With the addition of new large-diameter natural gas pipelines like Energy Transfer Partners’ Rover Pipeline and Enbridge and DTE’s NEXUS Gas Transmission, the dog days of severely depressed gas prices in the U.S. Northeast will be diminishing (though not disappearing entirely), but they are just getting started for its downstream markets. After years of constrained natural gas supply growth, Northeast takeaway capacity appears to be outpacing regional production volumes more and more, and RBN’s analysis of production economics suggests that, left unconstrained, the Marcellus/Utica gas market is set to unleash an incremental 8 Bcf/d into the broader U.S. gas market by 2023, with the bulk of that volume targeting consumption in the Midwest and Gulf Coast regions. In today’s blog, we walk through our outlook for Northeast takeaway capacity and gas production, and by extension, U.S. gas supply.

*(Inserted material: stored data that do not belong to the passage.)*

PR #4757, opened 2022-09-28
chore: remove extra decimals on cards

JackShort:
* removing extra decimals on cards

### DIFF
--- a/src/nft/utils/currency.ts
+++ b/src/nft/utils/currency.ts
@@ -53,11 +53,10 @@ export const ethNumberStandardFormatter = (
 
   if (amountInDecimals < 0.0001) return `< ${conditionalDollarSign}0.00001`
   if (amountInDecimals < 1) return `${conditionalDollarSign}${amountInDecimals.toFixed(3)}`
-  const formattedPrice = amountInDecimals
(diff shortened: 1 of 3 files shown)


src/nft/utils/currency.ts
```diff
@@ -41,24 +41,26 @@ export const numberToWei = (amount: number) => {
...
-    amountInDecimals
-      .toFixed(2)
-      .toString()
-      .replace(/\B(?=(\d{3})+(?!\d))/g, ',')
-  )
+  const formattedPrice = amountInDecimals
+    .toFixed(2)
+    .toString()
+    .replace(/\B(?=(\d{3})+(?!\d))/g, ',')
+  return conditionalDollarSign + (removeZeroes ? formattedPrice.replace(/.00/g, '') : formattedPrice)
```
cbachmeier, line 60: Do we also want to remove any trailing zeros not just if there's double behind the decimal? For numbers like `3.40` for example

JackShort: design agreed - updated across app besides bag

cbachmeier (approved):
LGTM

PR #4758, opened 2022-09-28
chore: changing last_sale to camelCase

JackShort:
* changing `last_sale` to camelCase

### DIFF
--- a/src/nft/queries/genie/WalletAssetsFetcher.ts
+++ b/src/nft/queries/genie/WalletAssetsFetcher.ts
@@ -38,10 +38,10 @@ export const fetchWalletAssets = async ({
     return {
       ...asset,
       collectionIsVerified: asset.asset_contract.isVerified,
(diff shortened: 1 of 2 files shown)


src/nft/queries/genie/WalletAssetsFetcher.ts
```diff
@@ -38,10 +38,10 @@ export const fetchWalletAssets = async ({
     return {
       ...asset,
       collectionIsVerified: asset.asset_contract.isVerified,
-      lastPrice: asset.last_sale && formatEther(asset.last_sale.total_price),
+      lastPrice: asset.lastSale && formatEther(asset.lastSale.total_price),
```
cbachmeier, line 41: this new param is only on the v3 endpoint so in this fetcher we also need to update the url to be `REACT_APP_GENIE_V3_API_URL`

cbachmeier (changes requested):

PR #4759, opened 2022-09-28
fix: use font-feature-settings in AppWrapper

vm:
Moves font-feature-settings directly into AppWrapper, instead of being located in index.html and various other parts of the App. However, this doesn't seem to fix the slashed zeros yet.

### DIFF
--- a/src/pages/App.tsx
+++ b/src/pages/App.tsx
@@ -56,7 +56,7 @@ const AppWrapper = styled.div<{ redesignFlagEnabled: boolean }>`
   flex-flow: column;
   align-items: flex-start;
   font-feature-settings: ${({ redesignFlagEnabled }) =>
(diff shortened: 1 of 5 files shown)


src/pages/App.tsx
```diff
@@ -50,10 +51,12 @@ const Collection = lazy(() => import('nft/pages/collection'))
 const Sell = lazy(() => import('nft/pages/sell/sell'))
 const Asset = lazy(() => import('nft/pages/asset/Asset'))
 
-const AppWrapper = styled.div`
+const AppWrapper = styled.div<{ redesignFlagEnabled: boolean }>`
   display: flex;
   flex-flow: column;
   align-items: flex-start;
+  font-feature-settings: ${({ redesignFlagEnabled }) =>
+    redesignFlagEnabled ? "'ss01' on, 'ss02' off, 'cv01' on, 'cv03' on" : "'ss01' on, 'ss02' on, 'cv01' on, 'cv03' on"};
```
vm, line 59: @callil to update these values as needed

callil (approved):

PR #4764, opened 2022-09-29
feat: animate in details text

cmcewen:
created a new animations file to separate concerns and also allow for static bundle since the values won't change based on dark mode. visit any token details page to see a (very fast) fade in


cmcewen:
creating PR into main

PR #4765, opened 2022-09-29
feat: add empty wallet state

cbachmeier:
Adds state where user has no NFTs, includes button to go to explore nfts page


src/nft/components/sell/select/SelectPage.tsx
```diff
@@ -246,68 +247,72 @@ export const SelectPage = () => {
...
-              loader={
-                hasNextPage ? (
-                  <Center>
-                    <LoadingSparkle />
-                  </Center>
-                ) : null
-              }
-              dataLength={displayAssets.length}
-              style={{ overflow: 'unset' }}
+      {walletAssets.length === 0 ? (
```
JackShort, line 250: might be better to add a `isLoading` to the wallet assets fetcher and here you can check if its `!isLoading && walletAssets.length === 0` to avoid this initial flashing of no wallet assets

JackShort (approved):
lgtm - one non blocking comment

src/nft/components/sell/select/SelectPage.tsx
cbachmeier: Good callout, we have another story to add a loading state so I will add that check as part of that story.

PR #4766, opened 2022-09-29
fix: shorten SearchBar height

vm:
Screen Shot 2022-09-30 at 1 26 25 PM
Screen Shot 2022-09-30 at 1 26 32 PM


cmcewen (approved):
could you include before/after screenshots?

PR #6835, opened 2023-06-23
fix: loosen chain types

zzmp:
## Description

Loosen chain types until AVAX support is added.

### DIFF
--- a/src/graphql/data/util.tsx
+++ b/src/graphql/data/util.tsx
@@ -120,7 +120,7 @@ export function validateUrlChainParam(chainName: string | undefined) {
 }
 
 // TODO(cartcrom): refactor into safer lookup & replace usage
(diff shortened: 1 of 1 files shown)


tinaszheng (approved):

src/graphql/data/util.tsx
```diff
@@ -133,7 +133,9 @@ export const CHAIN_NAME_TO_CHAIN_ID: { [key in Chain]: SupportedChainId } = {
 }
 
 export function fromGraphQLChain(chain: Chain): SupportedChainId {
-  return CHAIN_NAME_TO_CHAIN_ID[chain]
+  const chainId = CHAIN_NAME_TO_CHAIN_ID[chain]
+  if (!chainId) throw new Error(`Unknown chain: ${chain}`)
```
cbachmeier, line 137: we don't want to error in this case as on unsupported chains we show Mainnet data

PR #6837, opened 2023-06-23
fix: divide by zero error on pool page

JackShort:
* divide by zero error was being caused by inverting the price when the quote currency was zero / did not exist it seems like

### DIFF
--- a/src/pages/AddLiquidityV2/PoolPriceBar.tsx
+++ b/src/pages/AddLiquidityV2/PoolPriceBar.tsx
@@ -21,7 +21,9 @@ export function PoolPriceBar({
   price?: Price<Currency, Currency>
 }) {
   const theme = useTheme()
-  const canInvertPrice = Boolean(price?.baseCurrency && price.quoteCurrency && !price.baseCurrency.equals(price.quoteCurrency))
+  const canInvertPrice = Boolean(
+    price && price.baseCurrency && price.quoteCurrency && !price.baseCurrency.equals(price.quoteCurrency)
+  )
   const invertedPrice = canInvertPrice ? price?.invert()?.toSignificant(6) : undefined
 
   return (
--- a/src/pages/AddLiquidityV2/PoolPriceBar.tsx
+++ b/src/pages/AddLiquidityV2/PoolPriceBar.tsx
@@ -21,6 +21,9 @@ export function PoolPriceBar({
   price?: Price<Currency, Currency>
 }) {
   const theme = useTheme()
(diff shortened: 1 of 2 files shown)


src/pages/AddLiquidityV2/PoolPriceBar.tsx
```diff
@@ -21,6 +21,9 @@ export function PoolPriceBar({
   price?: Price<Currency, Currency>
 }) {
   const theme = useTheme()
+  const canInvertPrice = Boolean(price?.baseCurrency && price.quoteCurrency && !price.baseCurrency.equals(price.quoteCurrency))
```
vm, line 24: some of these price accessors have ? and some don't. do we need them?

src/pages/MigrateV2/MigrateV2Pair.tsx
```diff
@@ -46,7 +46,7 @@ import useIsArgentWallet from '../../hooks/useIsArgentWallet'
 import { useTotalSupply } from '../../hooks/useTotalSupply'
 import { useTokenBalance } from '../../state/connection/hooks'
 import { TransactionType } from '../../state/transactions/types'
-import { BackArrowLink, ExternalLink, ThemedText } from '../../theme'
+import { BackArrow, ExternalLink, ThemedText } from '../../theme'
```
JackShort, line 49: ignore this right now trying to remove these changes

src/pages/AddLiquidityV2/PoolPriceBar.tsx
JackShort: the first one makes sense because if there is no price it will return false and won't evaluate the next condition

src/pages/MigrateV2/MigrateV2Pair.tsx
vm, line 49: is this part of the change relevant?

JackShort: lmao see my comment

src/pages/AddLiquidityV2/PoolPriceBar.tsx
vm: i think it'd be better as `price && price.baseCurrency && price.quoteCurrency && !price.baseCurrency.equals(price.quoteCurrency)`

JackShort: done

vm (approved):

just-toby (approved):

PR #6840, opened 2023-06-24
fix: filter user reject errors temporarily

vm:
## Description
I've changed my mind on this a few times. First I added this filter https://github.com/Uniswap/interface/pull/6330 because it was high volume. Then I removed the filter here https://github.com/Uniswap/interface/pull/6533 because I felt this was something we should be handling. I then ignored it in Sentry directly so we didn't get alerted.

I do have a WIP to fix this here but haven't had time to finish it. https://github.com/Uniswap/interface/pull/6348

The problem is we now have an alert which checks for crash free session rate, and unfortunately ignored errors still count against that metric. So I'd like to temporarily pause sending these until we merge the other PR.

_Linear ticket:_ https://linear.app/uniswap/issue/WEB-2398/catch-user-rejection-errors

### Automated testing
- [x] Unit test
- [ ] Integration/E2E test

### DIFF
--- a/src/tracing/errors.test.ts
+++ b/src/tracing/errors.test.ts
@@ -54,9 +54,9 @@ describe('beforeSend', () => {
     expect(beforeSend(ERROR, { originalException })).toBe(ERROR)
   })
 
-  it('propagates user rejected request errors', () => {
+  it('filters user rejected request errors', () => {
     const originalException = new Error('user rejected transaction')
-    expect(beforeSend(ERROR, { originalException })).toBe(ERROR)
+    expect(beforeSend(ERROR, { originalException })).toBeNull()
   })
 
   it('filters block number polling errors', () => {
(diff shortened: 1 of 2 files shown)


zzmp (approved):

src/tracing/errors.test.ts
```diff
@@ -54,9 +54,9 @@ describe('beforeSend', () => {
     expect(beforeSend(ERROR, { originalException })).toBe(ERROR)
   })
 
-  it('propagates user rejected request errors', () => {
+  it('filters user rejected request errors', () => {
```
cbachmeier, line 57: nit: add the TODO here as well so implementer also adds test to support graceful handling

vm: the TODO will basically cause them to change the test right, since the test will fail?

PR #6845, opened 2023-06-26
feat: gate v1 retirement

JFrankfurt:
This gates between two experiences:

1. Uniswap Wallet on wcv1, WalletConnect on v1 with v2 option via ... menu
2. Uniswap Wallet on wcv2, WalletConnect on v2


src/connection/WalletConnectV2.ts
```diff
@@ -61,3 +61,37 @@ export class WalletConnectV2 extends WalletConnect {
     return super.activate(chainId)
   }
 }
+
+// Custom class for Uniswap Wallet specific functionality
+export class UniwalletConnect extends WalletConnectV2 {
```
JackShort, line 66: since this is called UniswapWalletV2 everywhere else should you just add v2 to the naming here

JackShort (approved):

src/connection/index.ts
```diff
@@ -107,6 +107,19 @@ export const uniwalletConnectConnection: Connection = {
   isNew: true,
```
zzmp, line 107: Will `initializeConnector<UniwalletConnect>` fail to initialize once V1 shuts down? If this throws a synchronous error it will crash the application, I think. (If it is synchronous, I don't think it will matter.)

src/components/WalletModal/Option.tsx
```diff
@@ -183,21 +180,21 @@ export default function Option({ connection }: OptionProps) {
...
+  const handleClickOpenPopover = (e: MouseEvent<HTMLButtonElement>) => {
     e.stopPropagation()
-    setWC1PromptOpen(true)
+    setPopoverOpen(true)
   }
 
   const isWalletConnect =
     connection.type === ConnectionType.WALLET_CONNECT || connection.type === ConnectionType.WALLET_CONNECT_V2
-  const showExtraMenuToggle = isWalletConnect && !isCurrentOptionPending
+  const showExtraMenuToggle = isWalletConnect && !isCurrentOptionPending && !walletConnectV2AsDefault
```
zzmp, line 197: This is the crux of it, right? If `!walletConnectV2AsDefault` then we shouldn't show V1 as an option, even?

zzmp (changes requested):
Does this re-purpose the existing flag, which ramps v1->v2 as default, to instead eliminate v1 as an option once v2 is the default? Do we want to do that - will it be a poorer user experience if we need to rollback?

src/components/WalletModal/Option.tsx
vm: isn't that the case?

src/featureFlags/flags/walletConnectPopover.ts
```diff
@@ -0,0 +1,5 @@
+import { BaseVariant, FeatureFlag, useBaseFlag } from '../index'
+
+export function useWalletConnectFallback(): BaseVariant {
+  return useBaseFlag(FeatureFlag.walletConnectFallback)
+}
```
zzmp, line 5:
```suggestion
export function useWalletConnectFallbackFlag(): BaseVariant {
  return useBaseFlag(FeatureFlag.walletConnectFallback)
}

export function useWalletConnectFallback(): boolean {
  return useWalletConnectFallbackFlag() === BaseVariant.Enabled
}
```

src/components/WalletModal/Option.tsx
```diff
@@ -169,35 +172,41 @@ interface OptionProps {
 }
 export default function Option({ connection }: OptionProps) {
   const { activationState, tryActivation } = useActivationState()
-  const [WC1PromptOpen, setWC1PromptOpen] = useState(false)
+  const [WC2PromptOpen, setPopoverOpen] = useState(false)
```
zzmp, line 175:
```suggestion
  const [WCPopoverOpen, setWCPopoverOpen] = useState(false)
```

zzmp (changes requested):

vm (approved):

PR #6848, opened 2023-06-27
chore: removed an unused label property.

2-NOW:
## Description

summary:
Fixed an issue with `label="[object Object]"` in SwapCurrencyInputPanel.

details:
As label prop, `<Tran / >` jsx was passed as a styled div and the label of the div element of the deployed service was checked for the value `[object Object]`.

Removed the label prop because it was found to be an unused prop and the SwapCurrencyInputPanel component was also found to be not referenced on any page other than swap.

Modified both the Input and Output field components.

https://github.com/Uniswap/interface/blob/1c4a383a4906f058c3c255e89f4a93dee576d7a3/src/pages/Swap/index.tsx#L584-L587

https://github.com/Uniswap/interface/blob/1c4a383a4906f058c3c255e89f4a93dee576d7a3/src/components/CurrencyInputPanel/SwapCurrencyInputPanel.tsx#L245

https://github.com/Uniswap/interface/blob/1c4a383a4906f058c3c255e89f4a93dee576d7a3/src/components/CurrencyInputPanel/SwapCurrencyInputPanel.tsx#L28

### DIFF
--- a/src/pages/Swap/index.tsx
+++ b/src/pages/Swap/index.tsx
@@ -582,9 +582,6 @@ export function Swap({
         <SwapSection>
           <Trace section={InterfaceSectionName.CURRENCY_INPUT_PANEL}>
             <SwapCurrencyInputPanel
-              label={
-                independentField === Field.OUTPUT && !showWrap ? <Trans>From (at most)</Trans> : <Trans>From</Trans>
-              }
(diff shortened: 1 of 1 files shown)


gnewfield:
The `label` prop has been updated. Thank you for your contribution!

PR #6849, opened 2023-06-27
fix: combine userState with default injected wallet in cypress setup

just-toby:
## Description

this allows you to set custom `userState` in a test in combination with the default injected hardhat provider being automatically connected. 

### Reproducing the error

1.  write a test with both the `hardhat` option and some custom initial `userState` and note that the wallet isn't automatically connected at the start of the test

### QA (ie manual testing)

- [x] verified the wallet connects automatically with this change

### DIFF
--- a/cypress/support/commands.ts
+++ b/cypress/support/commands.ts
@@ -58,11 +58,7 @@ Cypress.Commands.overwrite(
             // Set initial user state.
             win.localStorage.setItem(
               'redux_localstorage_simple_user', // storage key for the user reducer using 'redux-localstorage-simple'
-              JSON.stringify(
-                options?.userState
-                  ? { ...CONNECTED_WALLET_USER_STATE, ...options.userState }
-                  : CONNECTED_WALLET_USER_STATE
-              )
+              JSON.stringify({ ...CONNECTED_WALLET_USER_STATE, ...(options?.userState ?? {}) })
             )
 
             // Set feature flags, if configured.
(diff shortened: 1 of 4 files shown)


zzmp (changes requested):
Two tests rely on a disconnected state. I'm not sure why they are still passing with your changes:

https://github.com/Uniswap/interface/blob/main/cypress/e2e/landing.test.ts#L6
https://github.com/Uniswap/interface/blob/main/cypress/e2e/wallet-connection/connect.test.ts#L30

zzmp (approved):

cypress/support/commands.ts
```diff
@@ -58,7 +58,11 @@ Cypress.Commands.overwrite(
             // Set initial user state.
             win.localStorage.setItem(
               'redux_localstorage_simple_user', // storage key for the user reducer using 'redux-localstorage-simple'
-              JSON.stringify(options?.userState ?? CONNECTED_WALLET_USER_STATE)
+              JSON.stringify(
+                options?.userState
```
vm, line 62: could do `{ ...CONNECTED_WALLET_USER_STATE, ...(options?.userState ?? {}) }`

cypress/utils/user-state.ts
```diff
@@ -1,3 +1,5 @@
 import { UserState } from '../../src/state/user/reducer'
 
 export const CONNECTED_WALLET_USER_STATE: Partial<UserState> = { selectedWallet: 'INJECTED' }
+
+export const UNCONNECTED_WALLET_USER_STATE: Partial<UserState> = { selectedWallet: undefined }
```
vm, line 5: DISCONNECTED?

vm (approved):

vm (approved):

PR #6852, opened 2023-06-28
fix: allow wallets w/o mainnet to connect to WCv2

zzmp:
## Description

Passes the currently active chain as the required chain when first initializing WalletConnect v2, so that those wallets which do not support mainnet (like a gnosis safe created on an L2) will still be able to connect.

_Slack thread:_ https://uniswapteam.slack.com/archives/C03JTMYT96E/p1687948306256509

### Reproducing the error

Create a gnosis safe on an L2 and try to connect it via WCv2

### QA (ie manual testing)

- Ensure Uniswap wallet can still connect
- Ensure gnosis safe issue is fixed
- Ensure another wallet can still connect via WCv2

### DIFF
--- a/cypress/e2e/universal-search.test.ts
+++ b/cypress/e2e/universal-search.test.ts
@@ -1,13 +1,7 @@
-import { getTestSelector } from '../utils'
-
 describe('Universal search bar', () => {
-  before(() => {
+  beforeEach(() => {
     cy.visit('/')
-    cy.get('[data-cy="magnifying-icon"]')
-      .parent()
-      .then(($navIcon) => {
-        $navIcon.click()
-      })
+    cy.get('[data-cy="magnifying-icon"]').parent().eq(1).click()
   })
 
   it('should yield clickable result for regular token or nft collection search term', () => {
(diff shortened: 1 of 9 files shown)


vm (approved):

src/components/WalletModal/Option.test.tsx
```diff
@@ -16,25 +16,25 @@ beforeEach(() => {
...
   getName: () => 'Mock Connection 1',
+  activate: jest.fn(),
   connector: {
-    activate: jest.fn(),
     deactivate: jest.fn(),
   } as unknown as Connector,
   getIcon: () => UNIWALLET_ICON,
   type: ConnectionType.UNISWAP_WALLET,
-} as unknown as Connection
+} as unknown as Connection & { connector: Connector }
```
vm, line 27: can you explain this change?

zzmp: In order to mock, we cannot use an optional operator, so we need to assert that this type is not undefined. Rather than use an `assert` I just define the type in it's declaration.

vm (approved):

vm (approved):

cartcrom (approved):

vm (approved):

vm (approved):

PR #6855, opened 2023-06-28
chore: remove WalletConnect feature flags

vm:
Removes all WalletConnect related flags now that we are at 100% rollout for v2.

To test this we have some existing tests but otherwise will test:
- Connecting to Uniswap Wallet
- Connecting to other WalletConnect wallet on Desktop
- Connecting to other WalletConnect wallet on Mobile


JFrankfurt (approved):

src/components/WalletModal/Option.tsx
```diff
@@ -120,90 +76,18 @@ const Wrapper = styled.div<{ disabled: boolean }>`
...
-}
-
 interface OptionProps {
   connection: Connection
 }
 export default function Option({ connection }: OptionProps) {
   const { activationState, tryActivation } = useActivationState()
-  const [wCPopoverOpen, setWCPopoverOpen] = useState(false)
-  const [accountDrawerOpen, toggleAccountDrawerOpen] = useAccountDrawer()
+  const [, toggleAccountDrawerOpen] = useAccountDrawer()
```
zzmp, line 84: Use `useToggleAccountDrawer` from the same file to simplify this a smidge.

src/components/WalletModal/index.tsx
```diff
@@ -46,11 +45,7 @@ export default function WalletModal({ openSettings }: { openSettings: () => void
 
   const { activationState } = useActivationState()
 
-  const walletConnectV2AsDefault = useWalletConnectV2AsDefault()
-  const hiddenWalletConnectTypes = [
-    walletConnectV2AsDefault ? ConnectionType.WALLET_CONNECT : ConnectionType.WALLET_CONNECT_V2,
-    walletConnectV2AsDefault ? ConnectionType.UNISWAP_WALLET : ConnectionType.UNISWAP_WALLET_V2,
-  ]
+  const hiddenWalletConnectTypes = [ConnectionType.WALLET_CONNECT, ConnectionType.UNISWAP_WALLET]
```
zzmp, line 48: I think this logic is no longer necessary, and can be removed.

zzmp (changes requested):

src/components/WalletModal/index.tsx
vm: I do need this because we haven't deleted the old versions yet from code. I have another PR which handles that.

zzmp (approved):

src/connection/activate.ts
```diff
@@ -32,7 +32,7 @@ function useTryActivation() {
   const currentPage = getCurrentPageFromLocation(pathname)
 
   return useCallback(
-    async (connection: Connection, onSuccess: () => void, chainId?: SupportedChainId) => {
+    async (connection: Connection, onSuccess?: () => void, chainId?: SupportedChainId) => {
```
vm, line 35: I needed to change this to get the test to pass. If we're not happy with this we can try to fix the test instead?

zzmp: which test?

zzmp (changes requested):
I don't understand why `onSuccess` needs to be optional. Can that be fixed here?

zzmp (approved):

src/components/WalletModal/Option.test.tsx
```diff
@@ -13,7 +13,7 @@ jest.mock('components/AccountDrawer')
 
 beforeEach(() => {
   jest.spyOn(console, 'debug').mockReturnValue()
-  mocked(useAccountDrawer).mockReturnValue([true, mockToggleDrawer])
+  mocked(useToggleAccountDrawer).mockReturnValue(mockToggleDrawer)
```
zzmp, line 16: I think you should add an add'l assertion in the test that this is actually called.
That it was missing is why you felt comfortable changing `onSuccess` to optional, before.

zzmp (changes requested):

src/components/WalletModal/Option.test.tsx
```diff
@@ -64,7 +64,9 @@ describe('Wallet Option', () => {
     expect(option2).toBeEnabled()
     expect(option2).toHaveProperty('selected', false)
 
-    await act(() => option1.click())
+    expect(mockConnection1.connector.activate).toHaveBeenCalledTimes(0)
```
zzmp, line 67:
```suggestion
```

zzmp (approved):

In Part 1 of this series, we looked at the influential role that Northeast gas production has had on the U.S. supply-demand balance for the better part of this decade. Lower-48 dry gas production has climbed 15 Bcf/d over the past five years, from 65 Bcf/d in 2013 to about 80 Bcf/d averaged over the course of 2018. According to our friends at OPIS PointLogic, we’re currently producing about 84 Bcf/d. Appalachia’s Marcellus/Utica shales have accounted for the lions share of that supply growth. As impressive as that growth has been, it has come haltingly, measured by perpetual takeaway constraints and severely depressed prices relative to Henry Hub and other destination markets.
However, as we discussed in Part 2, the Northeast gas market is finally showing signs of turning around — pipeline utilization and prices indicate that takeaway capacity this summer outpaced production for the first time in years. As the prolonged constraints eased, producers’ netback prices in the past three months were dramatically improved compared with recent years. Appalachia’s Dominion South basis (local supply versus Henry Hub) this July and August only averaged negative-$0.40/MMBtu, compared with a whopping negative-$1/MMBtu or more in the past four years. That weakened to an average of minus-$0.63/MMBtu in September, which is still about a buck stronger than the same period last year. It’s worth noting here that Dominion South basis in the past week is once again in deep negative territory, with the cash price settlement posting as low as a $1.90 discount to Henry Hub on October 2, according to Natural Gas Intelligence (NGI). The recent basis collapse was precipitated by a combination of classic shoulder season declines in demand — the result of moderating temperatures — as well as pipeline maintenance that triggered temporary constraints. Another culprit — Cove Point LNG, which had been taking an average 600 MMcf/d of gas supply out of the market since April 2018, ramped down for maintenance starting September 20 (2018) and gas deliveries to the facility fell to zero this week, adding to regional congestion. (Our understanding is that the facility is expected to be in maintenance mode for about three weeks.)
So, clearly, the dog days aren’t entirely a thing of the past for the Northeast. The region remains susceptible to constraints and constraint-driven discounts. But it’s equally apparent that the extent and duration of basis collapses are diminishing. For instance, while Dominion South cash basis cratered this week, NGI reported that physical trading for October 2018 (aka bidweek prices), did not reflect that same weakness, indicating that the market views the current constraints as transient, particularly as more takeaway capacity is due online in short order.